The skull remains in the possession of the octogenarian Anna Mitchell-Hedges. She resides in Canada and displays the skull on frequent tours. Anna has maintained for all these years that she discovered the skull, even though there is reason to doubt that she was present at the Lubaatun expedition at all.
The Mitchell-Hedges skull is made of clear quartz crystal, and both cranium and mandible are believed to have come from the same solid block. It weighs 11.7 pounds and is about five inches high, five inches wide, and seven inches long. Except for slight anomalies in the temples and cheekbones, it is a virtually anatomically correct replica of a human skull. Because of its small size and other characteristics, it is thought more closely to resemble a female skull — and this has led some to refer to the Mitchell-Hedges skull as a “she.”

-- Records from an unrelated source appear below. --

PR #785, opened 2018-06-13
Add notice about the use of `html` arguments in Nunjucks macros for production

igloosi:
We need to make developers aware that if they decide to use Nunjucks macros in production and use `html` arguments or ones ending in `Html` that render unescaped html, making it a [security risk](https://en.wikipedia.org/wiki/Cross-site_scripting)

This adds notice text before and after the table of arguments in the README file for each component.
Text is set as a variable, so it can be updated in a single place if required.

Part of this Trello ticket: 
https://trello.com/c/SruPShLz/1049-add-clearer-documentation-around-text-vs-html-in-nunjucks-macros

Adresses: #514

### DIFF
--- a/app/views/layouts/readme.njk
+++ b/app/views/layouts/readme.njk
@@ -1,3 +1,4 @@
+{% set nunjucksHtmlUsageMessage = '**If you’re using Nunjucks macros in production be aware that using  `html` arguments, or ones ending with `Html` can be a [security risk](https://en.wikipedia.org/wiki/Cross-site_scripting). More about it in the [Nunjucks documentation](https://mozilla.github.io/nunjucks/api.html#user-defined-templates-warning).**' %}
 {% set componentName = componentPath %}
 {% set componentNameHuman = componentName | replace("-", " ") | capitalize %}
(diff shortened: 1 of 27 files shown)


app/views/layouts/readme.njk
```diff
@@ -1,3 +1,4 @@
+{% set nunjucksHtmlUsageMessage = '**If you’re using Nunjucks macros in production be aware that using  `html` arguments, or ones ending with `Html` can be a [security risk](https://en.wikipedia.org/wiki/Cross-site_scripting).**' %}
```
36degrees: Are there any components where this notice isn't being added? If not, is there any reason we couldn't just add this to this layout above the `componentArguments` block and save including this in every component?

igloosi: no, it's everywhere. updated it. thanks

nickcolley: Could we instead link to the Nunjucks documentation: https://mozilla.github.io/nunjucks/api.html#user-defined-templates-warning ?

The Mitchell-Hedges family loaned the skull to Hewlett-Packard Laboratories for extensive study in 1970. Art restorer Frank Dorland oversaw the testing at the Santa Clara, California, computer equipment manufacturer, a leading facility for crystal research. The HP examinations yielded some startling results.
Researchers found that the skull had been carved against the natural axis of the crystal. Modern crystal sculptors always take into account the axis, or orientation of the crystal’s molecular symmetry, because if they carve “against the grain,” the piece is bound to shatter — even with the use of lasers and other high-tech cutting methods.
To compound the strangeness, HP could find no microscopic scratches on the crystal which would indicate it had been carved with metal instruments. Dorland’s best hypothesis for the skull’s construction is that it was roughly hewn out with diamonds, and then the detail work was meticulously done with a gentle solution of silicon sand and water. The exhausting job — assuming it could possibly be done in this way — would have required man-hours adding up to 300 years to complete.
Under these circumstances, experts believe that successfully crafting a shape as complex as the Mitchell-Hedges skull is impossible; as one HP researcher is said to have remarked, “The damned thing simply shouldn’t be.”